De geschiedenis heeft ons geleerd dat Jehova wel niet zo goed is in timemanagement. Het kan ook niet anders, hij heeft geen vrouw die zijn agenda bijhoudt. Eind de jaren zestig stonden de Wachttorens bol van de artikels die het einde der tijden aankondigden. Volgens hun toenmalige berekeningen zou in de herfst van 1975 de langverwachte duizendjarige regering van Christus starten. Ik heb hier nog ergens een kopie liggen van een befaamde wachttoren (gekregen van mijn lieve schoonopa) die het nakende einde van de wereld over de daken schreeuwt. Toen deze datum zonder meer verstreek werd het geschreeuw gemompel. Ze werden voorzichtiger met hun voorspellingen, want ze wilden de leegloop van hun tempels voorkomen. Toch wagen ze zich nu aan een nieuwe gok: 2034. Nog 26 jaar te gaan! Dat is dus nog zo een 796.891.098 deuren platlopen.

Volgens de getuigen houdt een persoon op te bestaan bij de dood, totdat een (eventuele) wederopstanding de persoon weer tot leven brengt. Ze onderscheiden twee soorten opstanding: een hemelse weggelegd voor 144.000 gezalfde christenen en een aardse voor de rest van de gelovigen. Je moet leven volgens de regels van Jehova, anders krijg je bij het vergaan van de wereld geen plaatsje in het paradijs. Je wordt dan de meststof voor de paradijselijke grond.

Ik ben maar een simpele mens, maar als ik het allemaal goed begrijp hebben goede gelovigen na hun dood nog één leven tegoed. 144.000 uitverkorenen krijgen daarenboven voor maar liefst duizend jaar een plaatsje naast de goddelijke troon. En in de wereld zijn er ongeveer een 7 miljoen getuigen. Oei, dat wordt een probleem. God zal serieuze selectieprocedures moeten organiseren. Zware concurrentie. Er moet toch een interne competitiestrijd woeden? Dat kan toch niet anders? Je zou je ook kunnen afvragen waarom ze maar blijven rekruteren. Tja, omdat hun leer hen dat dicteert zeker. En natuurlijk: het is nog altijd beter één extra leven te hebben dan geen.

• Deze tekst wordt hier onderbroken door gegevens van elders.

PR #4535, opened 2026-06-12
Fix DIN device disappearing when scrolling MIDI devices menu

### LINKED ISSUE #4520: Midi Device list glitches out when scrolling

See video, the Din-device disappears/becomes invisible when scrolling it out of the viewport

Steps to reproduce If you have an Arturia minilab mk2 or similar usb-only device, connect through the usb b/a adapter, use Deluge as midi host. And use Nightly Firmware.

https://github.com/user-attachments/assets/b53dbd33-a73a-45cf-80b6-18a4534ec8bd

Device list not glitching out.

An hour ago

_No response_

OLED

Nightly

_No response_

_No response_

kazemio:
**Issue:** In Settings → MIDI → Devices on OLED, scrolling down past DIN and then scrolling back up never brought DIN (or the upstream USB ports) back into view, and the selection highlight vanished.

  **Cause:** `currentScroll` was declared `size_t`, but the menu uses negative indices for built-in cables (DIN = -3, upstream USB = -2/-1). The signed/unsigned comparison in `selectEncoderAction` (`getValue() < currentScroll`) converted -3 to a huge unsigned value, so the viewport never scrolled back up once it had advanced to a hosted device (index ≥ 0) — the selection moved to DIN off-screen.
  
  **Fix:** Declare `currentScroll` as `int32_t` so all scroll comparisons are signed.

  **Testing:** Scroll down in the MIDI devices list until DIN leaves the frame, then scroll back up — DIN and upstream USB ports scroll back into view with the highlight intact. See attached videos.
  
- Before:
https://github.com/user-attachments/assets/0dad464b-a8dd-4d0c-8276-cc1f788ce7e9

- After: 
https://github.com/user-attachments/assets/5294b4f4-caa1-46b6-b246-6d7e913ae742

Fixes #4520.

### DIFF
--- a/src/deluge/gui/menu_item/midi/devices.cpp
+++ b/src/deluge/gui/menu_item/midi/devices.cpp
@@ -52,7 +52,7 @@ void Devices::beginSession(MenuItem* navigatedBackwardFrom) {
 
 	soundEditor.currentMIDICable = getCable(this->getValue());
 	if (display->haveOLED()) {
-		currentScroll = this->getValue();
+		currentScroll_ = this->getValue();
 	}
 	else {
 		drawValue();
@@ -86,8 +86,8 @@ void Devices::selectEncoderAction(int32_t offset) {
 	// Don't show devices which aren't connected. Sometimes we won't even have a name to display for them.
 
 	if (display->haveOLED()) {
-		if (this->getValue() < currentScroll) {
-			currentScroll = this->getValue();
+		if (this->getValue() < currentScroll_) {
+			currentScroll_ = this->getValue();
 		}
 		//
 		if (offset >= 0) {
@@ -95,7 +95,7 @@ void Devices::selectEncoderAction(int32_t offset) {
 			int32_t numSeen = 1;
 			while (d > lowestDeviceNum) {
 				d--;
-				if (d == currentScroll) {
+				if (d == currentScroll_) {
 					break;
 				}
 				auto device = getCable(d);
@@ -104,7 +104,7 @@ void Devices::selectEncoderAction(int32_t offset) {
 				}
 				numSeen++;
 				if (numSeen >= kOLEDMenuNumOptionsVisible) {
-					currentScroll = d;
+					currentScroll_ = d;
 					break;
 				}
 			}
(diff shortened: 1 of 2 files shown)


src/deluge/gui/menu_item/midi/devices.cpp
```diff
@@ -86,16 +87,14 @@ void Devices::selectEncoderAction(int32_t offset) {
 	// Don't show devices which aren't connected. Sometimes we won't even have a name to display for them.
 
 	if (display->haveOLED()) {
-		if (this->getValue() < currentScroll) {
```
kazemio, line 89: Changed this to use `std::min` to resolve clang error.

src/deluge/gui/menu_item/midi/devices.cpp
```diff
@@ -25,6 +25,7 @@
 #include "io/midi/cable_types/usb_hosted.h"
 #include "io/midi/midi_device.h"
 #include "io/midi/midi_device_manager.h"
+#include <algorithm>
```
kazemio, line 28: Required for `std::min`.

src/deluge/gui/menu_item/midi/devices.h
```diff
@@ -32,7 +32,7 @@ class Devices final : public Value<int32_t> {
 	void drawPixelsForOled();
 
 private:
-	size_t currentScroll;
+	int32_t currentScroll_ = 0;
```
seangoodvibes: since you're touching currentScroll, can you please change it to current_scroll instead and without the trailing underscore?

we're moving away from camelCase to snake_case.

thanks!

seangoodvibes (changes requested):

seangoodvibes:
I tested it and it looks like it fixes it, plus it also fixes issue I noticed without any midi devices connected where if you go into the din menu, scroll down and press back that the devices menu is blank.

Just one small formatting change request and then we're good to merge

Thanks for fixing this

src/deluge/gui/menu_item/midi/devices.h
stellar-aria: the underscore is correct here, indicates private member. it's in the clangd stuff

seangoodvibes: > the underscore is correct here, indicates private member. it's in the clangd stuff

woopsies

ok ya current_scroll_

kazemio: Done!

kazemio:
> I tested it and it looks like it fixes it, plus it also fixes issue I noticed without any midi devices connected where if you go into the din menu, scroll down and press back that the devices menu is blank.
> 
> Just one small formatting change request and then we're good to merge
> 
> Thanks for fixing this

Woohoo! No worries, trying to help where I can!

seangoodvibes (approved):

Zoals soldaten hebben de getuigen ook een uniform. Je kan je ze gemakkelijk onderscheiden van anderen op straat. Klassieke kledij in sombere tinten, een aktetasje onder de arm met als inhoud een bijbel, de gebruikelijke tijdschriften en een notitieboekje waarin de 'beïnvloedbare' mensen zorgvuldig worden genoteerd. Is het jou ook al opgevallen dat ze altijd op pad zijn bij slecht weer. Natuurlijk, in België is dat nu niet zo uitzonderlijk, maar toch. Het lijkt wel alsof ze bidden om regen en wind, zodat de bewoners medelijden krijgen. Misbruiken ze het weer als een stok tussen de deur? Ik vermoed van wel.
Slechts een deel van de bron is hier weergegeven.